◆ Task goal ◆
If a line in the data below holds the word "before", copy it.

(Exercise material)

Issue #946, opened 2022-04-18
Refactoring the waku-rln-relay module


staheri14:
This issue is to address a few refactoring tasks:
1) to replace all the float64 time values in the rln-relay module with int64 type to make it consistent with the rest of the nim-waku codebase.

(End Exercise material)
(Exercise material)

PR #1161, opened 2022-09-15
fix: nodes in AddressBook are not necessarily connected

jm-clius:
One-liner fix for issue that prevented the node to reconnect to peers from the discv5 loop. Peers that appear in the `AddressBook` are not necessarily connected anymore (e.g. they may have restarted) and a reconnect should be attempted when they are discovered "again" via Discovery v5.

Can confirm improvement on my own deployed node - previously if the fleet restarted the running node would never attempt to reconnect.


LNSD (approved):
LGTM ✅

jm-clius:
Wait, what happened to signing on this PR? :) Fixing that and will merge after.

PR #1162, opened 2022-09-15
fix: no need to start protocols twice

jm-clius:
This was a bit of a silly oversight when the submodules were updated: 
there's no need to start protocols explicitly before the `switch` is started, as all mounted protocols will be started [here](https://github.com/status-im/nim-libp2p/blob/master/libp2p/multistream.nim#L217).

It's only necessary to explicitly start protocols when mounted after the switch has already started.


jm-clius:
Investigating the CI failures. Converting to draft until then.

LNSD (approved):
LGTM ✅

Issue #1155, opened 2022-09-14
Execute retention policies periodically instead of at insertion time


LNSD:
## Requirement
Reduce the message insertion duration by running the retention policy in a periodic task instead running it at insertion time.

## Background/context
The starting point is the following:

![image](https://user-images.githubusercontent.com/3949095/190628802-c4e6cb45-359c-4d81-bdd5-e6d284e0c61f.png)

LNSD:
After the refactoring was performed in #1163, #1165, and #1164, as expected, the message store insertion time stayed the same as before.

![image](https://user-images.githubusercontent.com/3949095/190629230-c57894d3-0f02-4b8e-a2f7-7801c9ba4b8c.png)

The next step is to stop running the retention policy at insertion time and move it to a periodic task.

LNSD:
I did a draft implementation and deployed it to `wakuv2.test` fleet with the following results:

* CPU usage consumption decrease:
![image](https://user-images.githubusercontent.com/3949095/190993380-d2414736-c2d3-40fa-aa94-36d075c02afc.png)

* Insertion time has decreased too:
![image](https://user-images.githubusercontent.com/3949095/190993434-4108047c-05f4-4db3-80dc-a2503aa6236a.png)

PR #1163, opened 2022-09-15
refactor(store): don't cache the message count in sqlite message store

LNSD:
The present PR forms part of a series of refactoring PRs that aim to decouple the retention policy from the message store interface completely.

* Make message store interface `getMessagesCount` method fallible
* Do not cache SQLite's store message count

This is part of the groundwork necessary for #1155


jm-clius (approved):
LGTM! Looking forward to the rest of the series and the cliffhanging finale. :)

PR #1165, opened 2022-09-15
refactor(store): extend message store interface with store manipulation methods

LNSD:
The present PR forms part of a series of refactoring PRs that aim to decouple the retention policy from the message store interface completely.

(End Exercise material)

◆ Solution for this task ◆
there's no need to start protocols explicitly before the `switch` is started, as all mounted protocols will be started [here](https://github.com/status-im/nim-libp2p/blob/master/libp2p/multistream.nim#L217).
After the refactoring was performed in #1163, #1165, and #1164, as expected, the message store insertion time stayed the same as before.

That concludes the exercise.